(Extracted records Opens)

Issue #4411, opened 2023-10-02
## Add router performance regression tests (reproducible, at least, in the CI context)


matzf:

jiceatscion:
This is in progress too. The difference with the raw performance measurement was slim, so I included them both in the same PR.

Issue #4410, opened 2023-10-02
## Create router benchmark automation, with performance data collection


matzf:

jiceatscion:
This has started. Rough plan:

* Create end2end-style test program that generates a router load (in a specific packet size class):
  * The test generates load of a given packet size and number between every host pair in the available topology.
  * Each kind of load test comes with a custom topology such that exercising all pairs produces a relevant traffic mix.
* Add automation to run the test and Collect and report packets/available-cpu-seconds and bytes/available-cpu-seconds:
  * Run the test over an add-hoc topology where each type of traffic (incoming/outgoing/local/transit) is processed by one identified router.
  * At the end of the test collect metrics for each traffic type and  the relevant size class between two TBD points in time (eg. 1 second after start and 1 second before end), and calculates and logs the average packet/available-cpu-seconds and byte/per-available-cpu-seconds.
* Add acceptance test that runs the above and compares the result with some expectation. Expectations (and the resulting success/failure of the test) would be dependent of the platform where the test is run. So, this may be a CI-only test.
* Cherry on the cake: Extrapolate some approximate abstract, platform independent, value, and have expectations for that, instead of the real numbers.

The first point is done.

PR #4437, opened 2023-11-06
testing: add router benchmark program and use it as integration test

jiceatscion:
Summary of changes:

* Enhance the end2end_integration programs as follows:
  * end2end_integration has a slightly finer-grain role-based pair selection capability.
  * end2end_integration outputs an extra result line that provides precise start/stop timestamps for the whole test.
* process_metrics exposes the number of cores used by Go.
* Add  end2endblast. Similar to end2end but plays a game other than pingpong: packetblast. It keeps logging and tracing to a minimum. The server side responds to very few of the pings (1/256). Just enough to prove that the circuit works.
* Add an integration test called router_benchmark:
  * relies on an especially crafted topology: router_bm.topo
  * uses end2end_integration with command end2endblast over that topology as a load test for the router
  * extracts and logs relevant performance metrics after the test
  * compares performances with a set of expectations if executed by CI.

As a benchmark program, this is only a first approximation. Extending the end2end suite provided a quick solution but isn't ideal: it uses too many cores at once due to requiring 5 routers actively running for one of the tests. More work is in progress to replace this with some leaner setup where only one router is actually running.

Fixes: #4410
Fixes: #4411

- - -
This change is [Reviewable](https://reviewable.io/reviews/scionproto/scion/4437)


matzf (changes requested):
> Reviewed 2 of 14 files at r1.
> *[Reviewable](https://reviewable.io/reviews/scionproto/scion/4437)* status: 2 of 15 files reviewed, 6 unresolved discussions (waiting on @jiceatscion)

___
*[`.buildkite/pipeline_lib.sh` line 20 at r2](https://reviewable.io/reviews/scionproto/scion/4437#-NioZmCq-vTrU3qv8sZJ:-NioZmCq-vTrU3qv8sZK:bdwzdev) ([raw file](https://github.com/scionproto/scion/blob/dbcf003fd259c69af732c4596ab53a5a47ef9c53/.buildkite/pipeline_lib.sh#L20)):*
> ```Shell
>         if [[ "$test" =~ router_benchmark ]]; then
>             args="--test_arg=--ci"
> 	fi
> ```

There should already be an env variable `CI` which could be used instead of this flag. If I understand the plumbum API correctly, we could even set the flag implicitly based on an envvar using `cli.Flag(...., envname="CI")`.
___
*[`acceptance/router_benchmark/BUILD.bazel` line 8 at r2](https://reviewable.io/reviews/scionproto/scion/4437#-NioYT4l40T2m_eajAWB:-NioYT4l40T2m_eajAWC:boij2qv) ([raw file](https://github.com/scionproto/scion/blob/dbcf003fd259c69af732c4596ab53a5a47ef9c53/acceptance/router_benchmark/BUILD.bazel#L8)):*
> ```Starlark
>     args = [
>         "--executable=end2end_integration:$(location //tools/end2end_integration)",
>     ],
> ```

I'm actually a bit confused how this can even run the `./bin/end2end` as a subcommand binary. How is this even built and how come this is on the appropriate path to run here? Usually bazel is such a stickler about this...
___
*[`acceptance/router_benchmark/test.py` line 3 at r2](https://reviewable.io/reviews/scionproto/scion/4437#-Nio_6LkCeJzOrNlDU3E:-Nio_6LkCeJzOrNlDU3F:b-u8uu7d) ([raw file](https://github.com/scionproto/scion/blob/dbcf003fd259c69af732c4596ab53a5a47ef9c53/acceptance/router_benchmark/test.py#L3)):*
> ```Python
> #!/usr/bin/env python3
> 
> # Copyright 2020 Anapaya Systems
> ```

Nit copy pasted copyright
___
*[`pkg/snet/packet_conn.go` line 118 at r2](https://reviewable.io/reviews/scionproto/scion/4437#-NioHL1Z3BeUFI2mbzSn:-NioHL1Z3BeUFI2mbzSo:bptslzd) ([raw file](https://github.com/scionproto/scion/blob/dbcf003fd259c69af732c4596ab53a5a47ef9c53/pkg/snet/packet_conn.go#L118)):*
> ```Go
> 	// FlowID: arbitrary value to distribute connections over router CPUs.
> 	// Initialize to 1 if backward compatible (no-distribution) behavior is desired.
> 	FlowID uint32
> ```

Could we deal with this Flow ID change in a separate PR, so that this gets the appropriate visibility?

IMO, `PacketConn` this is not the right API level to expose this. The `PacketConn` is sort of a "raw" connection. A user of this API can be expected to set the FlowID directly in the `Packet`.

I would add this to the `snet.Conn` instead, setting it when creating a packet in `scionConnWriter.WriteTo`. We can e.g. set this based on a hash of src/dst ISD, AS, Host address and Port (see e.g. https://www.rfc-editor.org/rfc/rfc6437#appendix-A).
I don't think this requires a backwards compatibility layer. From an application perspective, with using a constant FlowID, we would have possibly had an ordering guarantee between packets sent from different `snet.Conn`s. I doubt that this would even have worked in the first place (dispatcher / sending host might not guarantee the send order already). (Ab-)Using this in an application would probably have been tricky enough that I'm sure someone would have noticed that it's a bad idea. 
___
*[`tools/end2end/main.go` line 17 at r2](https://reviewable.io/reviews/scionproto/scion/4437#-NioQe87DoKbxE55Kz6P:-NioQe87DoKbxE55Kz6Q:b-y1eijb) ([raw file](https://github.com/scionproto/scion/blob/dbcf003fd259c69af732c4596ab53a5a47ef9c53/tools/end2end/main.go#L17)):*
> ```Go
> 
> // This is a general purpose client/server code for end2end tests. It plays
> // ping-pong with some variantions depending on command line arguments.
> ```

I'm not sure about generalizing this end2end thing. It feels to me like this makes things much more complicated than they need to be.

Wouldn't a separate "blaster" be much shorter and simpler than this? We only want run one test at a time, and so we don't seem to benefit much from the `end2end_integration` harness. The server side becomes trivial if we don't send any replies and just report received packets out of band.

Note that we could also use the `end2end_integration` harness with a different command than end2end -- it just assumes that some flags are supported -- so this could still be used with a simpler "blaster" test.

I don't know, what do you think?
___
*[`tools/integration/integrationlib/common.go` line 150 at r2](https://reviewable.io/reviews/scionproto/scion/4437#-NioO_7t9eL7ReI3uDWJ:-NioO_7t9eL7ReI3uDWK:b-qd5ben) ([raw file](https://github.com/scionproto/scion/blob/dbcf003fd259c69af732c4596ab53a5a47ef9c53/tools/integration/integrationlib/common.go#L150)):*
> ```Go
> 		}
> 		log.Info("Retrying...")
> 		time.Sleep(integration.RetryTimeout)
> ```

Nit. This is now printing "Retrying..." after the last attempt.

jiceatscion (commented):
> *[Reviewable](https://reviewable.io/reviews/scionproto/scion/4437)* status: 2 of 15 files reviewed, 2 unresolved discussions (waiting on @matzf)

___
*[`.buildkite/pipeline_lib.sh` line 20 at r2](https://reviewable.io/reviews/scionproto/scion/4437#-NioZmCq-vTrU3qv8sZJ:-NioulmRCOpQmZ3jLq-d:b-y86gpn) ([raw file](https://github.com/scionproto/scion/blob/dbcf003fd259c69af732c4596ab53a5a47ef9c53/.buildkite/pipeline_lib.sh#L20)):*

There should already be an env variable `CI` which could be used instead of this flag. If I understand the plumbum API correctly, we could even set the flag implicitly based on an envvar using `cli.Flag(...., envname="CI")`.
</blockquote></details>

Done.
I wasn't aware. Works like a charm.
___
*[`acceptance/router_benchmark/BUILD.bazel` line 8 at r2](https://reviewable.io/reviews/scionproto/scion/4437#-NioYT4l40T2m_eajAWB:-Niov5iJ85cHyArSrkFx:b-5g242n) ([raw file](https://github.com/scionproto/scion/blob/dbcf003fd259c69af732c4596ab53a5a47ef9c53/acceptance/router_benchmark/BUILD.bazel#L8)):*

I'm actually a bit confused how this can even run the `./bin/end2end` as a subcommand binary. How is this even built and how come this is on the appropriate path to run here? Usually bazel is such a stickler about this...
</blockquote></details>

I honestly don't know. I didn't invent this; I cargo-culted it from trc_update/BUILD.bazel. Apparently the value of "--executable" is actually a mapping: "end2end_integration" -> path_of(tools/end2end_integration). The rest is the business of common/base.py (which builds the map) and <whatevertest>/test.py that peruses it. Bazel is content because the executable file is listed as a data dependency of the test.
___
*[`acceptance/router_benchmark/test.py` line 3 at r2](https://reviewable.io/reviews/scionproto/scion/4437#-Nio_6LkCeJzOrNlDU3E:-NioxMJGB476izJ8DzIo:b-896fjx) ([raw file](https://github.com/scionproto/scion/blob/dbcf003fd259c69af732c4596ab53a5a47ef9c53/acceptance/router_benchmark/test.py#L3)):*

Nit copy pasted copyright
</blockquote></details>

Done
___
*[`pkg/snet/packet_conn.go` line 118 at r2](https://reviewable.io/reviews/scionproto/scion/4437#-NioHL1Z3BeUFI2mbzSn:-NioxRgq5AeQb2nPwcpl:baairo1) ([raw file](https://github.com/scionproto/scion/blob/dbcf003fd259c69af732c4596ab53a5a47ef9c53/pkg/snet/packet_conn.go#L118)):*

Could we deal with this Flow ID change in a separate PR, so that this gets the appropriate visibility?

IMO, `PacketConn` this is not the right API level to expose this. The `PacketConn` is sort of a "raw" connection. A user of this API can be expected to set the FlowID directly in the `Packet`.

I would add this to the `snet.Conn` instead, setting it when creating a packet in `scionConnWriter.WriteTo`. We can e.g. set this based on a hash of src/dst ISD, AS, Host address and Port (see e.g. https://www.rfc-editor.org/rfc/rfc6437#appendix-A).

(Extracted records Closes)

### What you need to do
Repeat exactly the lines of the listing above, from the one with "crafted topology: router_bm.topo" down to the one with "files at r1."; both of those lines belong in the range.

### Task result
  * relies on an especially crafted topology: router_bm.topo
  * uses end2end_integration with command end2endblast over that topology as a load test for the router
  * extracts and logs relevant performance metrics after the test
  * compares performances with a set of expectations if executed by CI.

As a benchmark program, this is only a first approximation. Extending the end2end suite provided a quick solution but isn't ideal: it uses too many cores at once due to requiring 5 routers actively running for one of the tests. More work is in progress to replace this with some leaner setup where only one router is actually running.

Fixes: #4410
Fixes: #4411

- - -
This change is [Reviewable](https://reviewable.io/reviews/scionproto/scion/4437)


matzf (changes requested):
> Reviewed 2 of 14 files at r1.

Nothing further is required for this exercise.